Records for this exercise: Begin

PR #440, opened 2025-02-22
Deploy the API doc to GitHub Pages

yutannihilation:
Usual APIs can be found on the documents on docs.rs. However, optional items like `VScalar` and `VTab` are not found, while we need such things to write an extension. Does it make sense to build the doc with the necessary feature flags and deploy it to GitHub Pages?

Example:
https://yutannihilation.github.io/duckdb-rs/?search=VTab

### DIFF
--- a/.github/workflows/extension-docs.yml
+++ b/.github/workflows/extension-docs.yml
@@ -44,16 +44,13 @@ jobs:
           # cf. https://github.com/actions/deploy-pages/issues/188#issuecomment-1597651901
           rm -f ./target/doc/.lock
 
-          mkdir _docs
-          mv ./target/doc ./_docs/extension-api
-
       - name: Setup Pages
         uses: actions/configure-pages@v4
 
       - name: Upload artifact
         uses: actions/upload-pages-artifact@v3
         with:
-          path: './_docs/'
+          path: './target/doc'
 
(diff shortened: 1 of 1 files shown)


yutannihilation:
Thanks, it might be an option. But, I'm afraid the APIs with and without `loadable-extension` might be different because it serves different purposes; C API (controlling DuckDB itself) vs C extension API (implementing an extension). I think docs.rs should primarily show the one corresponding to C API. That said, I don't know well about the differences, so I might be wrong here.

https://github.com/duckdb/duckdb-rs/blob/6d5368011043bd65dac42cf5c7a26784c16d82cc/crates/libduckdb-sys/build.rs#L182-L214

Maxxen:
Hello! Thanks a lot for the PR! I think this is a general good idea but I need to investigate a bit more on how we want to handle docs so I'll get back to this later.

yutannihilation:
Thanks for the update! Please feel free to close this if you find some better way.

yutannihilation:
> optional items like `VScalar` and `VTab` are not found,

Now v1.2.1 document on docs.rs contains these items, so my problem is resolved, thanks!

I believe it's still useful to use GitHub pages to serve the dev version of the document. But, let's revisit here in future. I'm closing this pull request for now.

Records for this exercise: End

In the data shown above, how many lines hold the string "found"? The answer is the number alone.

Task response ▸ 2